Transcribe the records word for word, beginning with the first line and ending with the line that contains "dispatcher is merged."; include nothing else.

=-=-=-=-=

PR #3442, opened 2026-07-01
docs(workflow): refresh R1 BPMN SSRF egress closure ledger

zensgit:
## What this is

Docs-only R1 BPMN HTTP-task SSRF egress line ledger, refreshed after the line moved through A2.

Grounded against `origin/main` at `5193432a8` (`#3451`). This replaces the stale point-in-time survey that still said `#3437` was open and slices 2/3 were unbuilt.

## Current facts recorded

- `#3428` design-lock is merged and ratified.
- `#3432` R1-A guard is merged.
- `#3438` NAT64 NSP hardening is merged.
- `#3437` IPv4-compatible / ISATAP hardening is merged.
- `#3443` helper API hardening is merged.
- `#3447` A1 IP-pinned dispatcher is merged.
- `#3451` A2 engine wiring is merged: `executeHttpTask` no longer uses raw `fetch`; it routes through the pinned dispatcher + HTTPS JSON transport and is default fail-closed.

## Boundary

This PR opens no runtime and changes no behavior. It records that the original live full-read SSRF path is closed by default, while keeping A3 rollout / configured policy enablement as a separate owner/governance gate.

## Verification

- `git diff --check`
- Source facts checked against merged PR metadata and `origin/main`.


zensgit:
Synced the PR body to the final doc口径: #3437's ISATAP/IPv4-compatible extraction is **verified** (13-case adversarial probe, no leak — review comment on #3437), and the only remaining step for it is **rebase + land**. Removed the stale "not verified here" line and the "adversarial review as next step" (it's done), so a squash/PR page won't carry the old claim.

PR #3445, opened 2026-07-01
[codex] feat(integration): add read-source probe contract

zensgit:
## What changed

Adds the S2-a pure-function contract for external-API read self-service:

- `read-source-probe-contract.cjs` normalizes a future probe plan from an S1-normalized read-source config only.
- Adds values-free probe evidence sanitization using the existing read-smoke container evidence sanitizer.
- Exports `readSmokeResponseShapeContainerEvidence` so S2-a reuses the existing evidence spine instead of inventing a parallel shape.
- Wires `read-source-probe-contract.test.cjs` into the plugin CJS test chain.

## Boundary

This is S2-a only: pure functions, no route, no outbound call, no external-system lookup, no credential resolution, no persistence, no audit write, no UI, no generic runtime, no resolver composition, and no write/delete path.

The probe contract rejects raw top-level path/method/body/credential fields, requires structurally normalized S1 config, uses platform-fixed timeout/cap constants, and only emits alias-scoped `{type,arrayLength}`/counts/booleans/coarse error evidence.

## Verification

- `node __tests__/read-source-probe-contract.test.cjs`
- `node __tests__/read-source-config.test.cjs && node __tests__/read-smoke.test.cjs`
- `git diff --check`
- `pnpm -C plugins/plugin-integration-core test`

Note: the first full plugin test attempt failed because the fresh worktree had no `node_modules`; after `pnpm install` with an unchanged lockfile, the full plugin CJS suite passed.


zensgit:
**Independent review — strong approve on scope & design, one P2 to resolve.** Verified against S2 design-lock #3439 (S2-a = probe contract + evidence schema, pure functions, no outbound/persistence/write/route).

**What it gets right:** pure functions (only S1 validator + read-smoke, no http/db/credential/adapter, no runtime consumer); consumes only S1 normalized config *and enforces it* (`config_not_normalized` round-trip rejects a valid-but-raw config); `operations:['read']` frozen; platform-fixed timeout/cap with no input channel; evidence is an **allowlist-pull** (never spreads the result), reusing `readSmokeResponseShapeContainerEvidence` (the mandated reuse, not a parallel path); plan/evidence separation correct (`readPath`/`systemId` never in evidence); adversarial values-free leak-baits; test wired into the CI chain; green locally.

**P2 (recommend fixing in this PR) — `errorCode`/`errorType` is shape-validated, not values-free by construction.** It's the sole evidence channel that passes a producer string through instead of extracting/gating. Empirically, value-shaped identifiers ride through:
```
errorCode "MAT-001" -> "MAT-001"            errorType "evil.example.com" -> "evil.example.com"
errorCode "PO-2024-000123" -> unchanged     errorType "Data.Page2.FItemId" -> unchanged
```
Realistic, not contrived (an adapter error embedding the failing doc number, or `errorCode: \`READ_FAILED_${matNo}\``). Fix splits: **errorType** — drop `.`/`:` from the charset (error-class names don't need them → kills host/field-path shapes cheaply); **errorCode** — `MAT-001` vs `READ_FAILED` are shape-identical, so either validate against a registered coarse-code set (the contract-like fix, on-scope for a contract slice) or a **tested** best-effort acceptance. **Not** "document that S2-b must be careful" — that betrays the module's own by-construction principle (containers/counts don't trust the producer). Pin with a red test (`errorCode:'MAT-001'`) either way.

Honest framing: **latent, no live producer today** — S2-a generates none of these values, it sanitizes a future S2-b result. So not unsafe to land; but the PR's deliverable *is* the values-free schema, so a values-free hole in it is worth closing here. Merge-timing is the owner's call.

P3: document the `config_not_normalized` caller obligation (callers pass `validateReadSourceConfig(x).normalized`, not raw); errorType is somewhat redundant with errorCode.

Full review: /tmp/pr3445-review-claude-20260701.md

zensgit:
**Re-review @ 0497787cc — P2 + P3 resolved. Approve.**

**P2 fixed in the robust form.** `safeErrorCode`/`safeErrorType` now validate against **exact registered Sets** (`Set.has`, 11 coarse codes / 8 class names) — not a shape regex, and not "document that S2-b must be careful." The sets are exported so S2-b consumes the canonical taxonomy. Empirically verified against the real module:
```
READ_SOURCE_PROBE_TIMEOUT / K3WiseWebApiAdapterError -> pass (registered)
READ_SOURCE_PROBE_MAT-001                            -> READ_SOURCE_PROBE_FAILED   ← prefix-attempt DROPPED (exact-set, not startsWith)
MAT-001 / PO-2024-000123                             -> READ_SOURCE_PROBE_FAILED
evil.example.com / Data.Page2.FItemId               -> Error
```
The prefix-attempt dropping is the decisive proof the earlier passthrough class is fully closed — errorCode/errorType are now values-free **by construction** like the container/count/boolean channels.

**Tests strengthened:** valid case uses a registered code (`READ_SOURCE_PROBE_REJECTED`); unsafe case is a 4-way loop (`MAT-001`, `PO-2024-000123`, `READ_FAILED_MAT_001`, spaces) asserting downgrade **and** no-leak. Green locally.

**P3 resolved:** `assertS1NormalizedConfig` now documents the caller obligation (pass `validateReadSourceConfig(raw).normalized`, not raw).

Clear to merge once CI is green on this head. Optional nit (non-blocking): add one explicit `READ_SOURCE_PROBE_MAT-001` prefix-attempt case to the test loop to lock exact-set-vs-prefix in the suite — the impl is provably exact-set via `Set.has`, so it's belt-and-suspenders.

PR #3446, opened 2026-07-01
fix(approval): T2-4 threshold re-entry quorum-bypass — scope tally to current node-entry round

zensgit:
Closes the **T2-4 threshold re-entry quorum-bypass** (confirmed real bug; Lane B / approval engine, independent of the in-flight R1 lane).

## Bug
The threshold quorum tally counts `COUNT(DISTINCT actor_id) … action='approve' AND metadata->>'nodeKey'=$2` with **no round scoping**. The 退回/return path admits any previously-visited approval node — including an already-resolved `threshold` node — and `approval_records` are append-only. So on re-entry the prior-round approve records still count toward N: **a 2-of-3 that A+B already approved re-resolves on a single fresh vote.** Self-verified reachable.

## Fix (schema-free — uses existing data)
The current round begins at the `to_version` of the most recent return/jump that re-entered the node; approve records carry `to_version` (bumped), so scope the tally to **`to_version >= cutoff`**. `>=` (not `>`) is deliberate: a return/jump can fire an auto-approval cascade AT the re-entered node in the **same transaction** (`insertAutoApprovalEvents` writes those approve records at `to_version = re-entry version = cutoff`) — legitimate current-round votes that must count; prior-round approves are strictly `< cutoff`, so `>=` admits the cascade without re-admitting stale votes. **No re-entry → cutoff null → falls back to the exact old whole-node query (zero regression for the normal path).** The graph is validated **acyclic**, so a threshold node is only re-enterable via return/jump (marker complete — no forward-loop bypass). Only the `threshold` branch changes.

## Verification
tsc 0 · real-DB `approval-nofm-threshold` **4/4** incl. a **new fail-first re-entry test** (2-of-3 → A+B approve → advance → RETURN → one fresh vote must NOT re-resolve; a 2nd fresh vote still resolves). **RED-before confirmed.** N>M fail-closed + single-reject paths unchanged.

Open follow-up (flagged): a dedicated regression for the same-version-cascade `>=` boundary — the `>=` correctness is reasoned + the cascade write-site confirmed, but not yet locked by its own test.

### DIFF
--- a/packages/core-backend/src/services/ApprovalProductService.ts
+++ b/packages/core-backend/src/services/ApprovalProductService.ts
@@ -4175,14 +4175,52 @@ export class ApprovalProductService {
         // across role rows / re-dispatch, and auto-approvals are included because they too
         // write an action='approve' record carrying metadata.nodeKey (Q5).
         const threshold = executor.getApprovalThreshold(currentNodeKey)
-        const priorApproversResult = await client.query<{ count: string }>(
-          `SELECT COUNT(DISTINCT actor_id) AS count
+        // T2-4 RE-ENTRY quorum fix: scope the DISTINCT-approver tally to the CURRENT node-entry round. A
+        // `threshold` node can be RETURNED/JUMPED back to after it already resolved (the 退回/return path admits
+        // any previously-visited approval node), and `approval_records` are append-only — so without scoping,
+        // approve records from a PRIOR entry still count toward N and re-satisfy the node on stale votes (a
+        // quorum bypass: a 2-of-3 that A+B already approved would resolve on a single fresh vote). The current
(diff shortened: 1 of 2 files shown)


zensgit:
Follow-up from adversarial review (self-verified): the cutoff uses `to_version >= cutoff` (not `>`) because a return/jump can fire an auto-approval cascade AT the re-entered node in the same transaction — `insertAutoApprovalEvents` writes those approve records at `to_version = re-entry version = cutoff`, so they're current-round votes that must count; prior-round approves are strictly `< cutoff`. Also confirmed the graph is validated **acyclic**, so a threshold node is only re-enterable via return/jump (the marker is complete — no forward-loop bypass). **Open follow-up:** a dedicated test for that same-version-cascade boundary is reasoned + the write-site confirmed but not yet test-locked.

PR #3450, opened 2026-07-01
feat(automation): add T2-6 event dedup ledger

zensgit:
## Summary

Implements T2-6 on the ratified #3385 register defaults: event-driven automation triggers now carry a transport `_eventId`, and each matching rule claims `(rule_id, dedup_key)` before executing so redelivered events are at-most-once while legitimate later events still fire.

## Scope

- Adds `meta_automation_event_fires` with `PRIMARY KEY (rule_id, dedup_key)` and a `fired_at` retention index.
- Adds `automation-event-dedup.ts` helpers:
  - `_eventId` stamping for supported emit sites.
  - `dedupKey = ${eventType}:${_eventId}`.
  - absent/invalid `_eventId` fail-open during rollout.
  - 7-day retention cutoff.
- Wires `_eventId` onto `multitable.record.created`, `multitable.record.updated`, `multitable.record.deleted`, and `multitable.form.submitted` emit sites, including chained automation writes and W7 backwrite fan-out.
- `field.value_changed` rides `multitable.record.updated`, so it dedups on the underlying event id.
- Leaves `webhook.received` and `approval.*` out of scope, per the register.
- Wires the real-DB test file into the multitable integration lane and excludes it from the no-DB default run so it cannot skip-green.

## Verification

- `pnpm --filter @metasheet/core-backend exec vitest --config vitest.config.ts run tests/unit/automation-event-dedup.test.ts tests/unit/multitable-automation-service.test.ts tests/unit/record-service.test.ts tests/unit/record-write-service.test.ts --reporter=dot` — 121/121
- `DATABASE_URL=postgresql://postgres@localhost:5432/metasheet_test pnpm --filter @metasheet/core-backend exec vitest --config vitest.integration.config.ts run tests/integration/multitable-event-dedup-trigger.test.ts tests/integration/multitable-form-submit-trigger.test.ts tests/integration/multitable-date-reminder-trigger.test.ts --reporter=dot` — 29/29
- `pnpm --filter @metasheet/core-backend exec eslint src/multitable/automation-event-dedup.ts --max-warnings=0`
- `git diff --check HEAD~1..HEAD`

## Notes

A full-file targeted ESLint run over the long touched legacy files still reports pre-existing lint debt unrelated to this PR (`record-write-service.ts`, `univer-meta.ts`). The new helper itself is lint-clean, and the behavior is covered by unit + real-DB integration tests.

### DIFF
--- a/.github/workflows/plugin-tests.yml
+++ b/.github/workflows/plugin-tests.yml
@@ -297,6 +297,7 @@ jobs:
             tests/integration/multitable-automation-start-approval.test.ts \
             tests/integration/multitable-automation-start-approval-http.test.ts \
             tests/integration/multitable-form-submit-trigger.test.ts \
+            tests/integration/multitable-event-dedup-trigger.test.ts \
             tests/integration/multitable-date-reminder-trigger.test.ts \
             tests/integration/multitable-webhook-event-bridge.test.ts \
             tests/integration/multitable-webhook-retry-tick.test.ts \
--- a/packages/core-backend/src/db/migrations/zzzz20260701120000_create_automation_event_fires.ts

=-=-=-=-=

◆ Result of this exercise ◆
PR #3442, opened 2026-07-01
docs(workflow): refresh R1 BPMN SSRF egress closure ledger

zensgit:
## What this is

Docs-only R1 BPMN HTTP-task SSRF egress line ledger, refreshed after the line moved through A2.

Grounded against `origin/main` at `5193432a8` (`#3451`). This replaces the stale point-in-time survey that still said `#3437` was open and slices 2/3 were unbuilt.

## Current facts recorded

- `#3428` design-lock is merged and ratified.
- `#3432` R1-A guard is merged.
- `#3438` NAT64 NSP hardening is merged.
- `#3437` IPv4-compatible / ISATAP hardening is merged.
- `#3443` helper API hardening is merged.
- `#3447` A1 IP-pinned dispatcher is merged.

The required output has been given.